## ABOUT THIS TASK
Determine how many of the lines below hold the word "authentication". Give the number and nothing else.
MATERIAL PROVIDED START
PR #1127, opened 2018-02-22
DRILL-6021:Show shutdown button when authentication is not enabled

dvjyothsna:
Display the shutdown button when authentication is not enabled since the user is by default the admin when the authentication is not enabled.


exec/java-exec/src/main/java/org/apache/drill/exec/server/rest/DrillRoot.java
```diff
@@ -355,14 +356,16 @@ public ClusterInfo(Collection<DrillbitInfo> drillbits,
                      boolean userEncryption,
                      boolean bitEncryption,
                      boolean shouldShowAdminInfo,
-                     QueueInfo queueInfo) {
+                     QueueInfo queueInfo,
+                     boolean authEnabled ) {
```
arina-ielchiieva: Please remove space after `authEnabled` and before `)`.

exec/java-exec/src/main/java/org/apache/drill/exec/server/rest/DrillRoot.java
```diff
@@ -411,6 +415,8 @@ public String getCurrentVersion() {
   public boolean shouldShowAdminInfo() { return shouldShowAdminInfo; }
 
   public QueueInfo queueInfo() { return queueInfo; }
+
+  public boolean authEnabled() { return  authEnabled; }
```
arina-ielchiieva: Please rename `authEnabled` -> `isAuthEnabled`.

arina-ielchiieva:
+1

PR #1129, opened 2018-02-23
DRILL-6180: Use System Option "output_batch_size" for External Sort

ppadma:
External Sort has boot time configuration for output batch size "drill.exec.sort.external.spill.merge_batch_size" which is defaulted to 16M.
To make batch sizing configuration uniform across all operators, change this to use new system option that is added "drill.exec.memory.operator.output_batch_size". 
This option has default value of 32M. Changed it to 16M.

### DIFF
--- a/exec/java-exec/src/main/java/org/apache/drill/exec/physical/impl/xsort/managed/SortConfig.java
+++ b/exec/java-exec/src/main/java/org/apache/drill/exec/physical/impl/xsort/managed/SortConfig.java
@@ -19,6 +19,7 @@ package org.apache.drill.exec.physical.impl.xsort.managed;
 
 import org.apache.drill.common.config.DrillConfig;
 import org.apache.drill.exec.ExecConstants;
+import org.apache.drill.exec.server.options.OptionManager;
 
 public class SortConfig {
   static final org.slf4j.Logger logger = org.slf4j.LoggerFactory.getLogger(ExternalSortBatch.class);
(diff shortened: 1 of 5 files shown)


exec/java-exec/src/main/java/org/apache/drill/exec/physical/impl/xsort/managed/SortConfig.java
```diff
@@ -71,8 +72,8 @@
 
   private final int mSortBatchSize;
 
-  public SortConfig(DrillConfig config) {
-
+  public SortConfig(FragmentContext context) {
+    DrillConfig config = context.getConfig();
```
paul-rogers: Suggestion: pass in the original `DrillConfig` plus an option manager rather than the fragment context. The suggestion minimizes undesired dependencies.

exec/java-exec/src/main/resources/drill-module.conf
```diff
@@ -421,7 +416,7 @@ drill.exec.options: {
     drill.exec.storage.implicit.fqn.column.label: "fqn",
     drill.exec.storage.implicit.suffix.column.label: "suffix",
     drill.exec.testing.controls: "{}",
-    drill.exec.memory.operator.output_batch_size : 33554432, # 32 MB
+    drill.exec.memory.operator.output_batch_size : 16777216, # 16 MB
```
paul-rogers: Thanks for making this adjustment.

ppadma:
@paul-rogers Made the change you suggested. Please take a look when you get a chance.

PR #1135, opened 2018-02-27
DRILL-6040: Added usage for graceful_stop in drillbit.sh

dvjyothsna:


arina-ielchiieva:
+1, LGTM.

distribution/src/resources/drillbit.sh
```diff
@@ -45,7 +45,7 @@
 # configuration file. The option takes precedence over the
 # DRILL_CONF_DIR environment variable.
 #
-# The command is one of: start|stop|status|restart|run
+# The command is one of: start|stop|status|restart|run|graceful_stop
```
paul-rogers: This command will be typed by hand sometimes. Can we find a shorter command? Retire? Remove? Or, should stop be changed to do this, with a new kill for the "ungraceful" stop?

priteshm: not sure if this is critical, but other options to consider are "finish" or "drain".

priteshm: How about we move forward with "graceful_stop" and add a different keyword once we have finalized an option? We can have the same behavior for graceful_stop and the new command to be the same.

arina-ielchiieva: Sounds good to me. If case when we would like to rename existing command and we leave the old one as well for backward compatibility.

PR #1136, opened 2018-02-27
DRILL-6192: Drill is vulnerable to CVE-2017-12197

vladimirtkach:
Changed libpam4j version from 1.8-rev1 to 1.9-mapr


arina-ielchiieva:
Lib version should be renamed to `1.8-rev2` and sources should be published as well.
MATERIAL PROVIDED END
## RESULT
2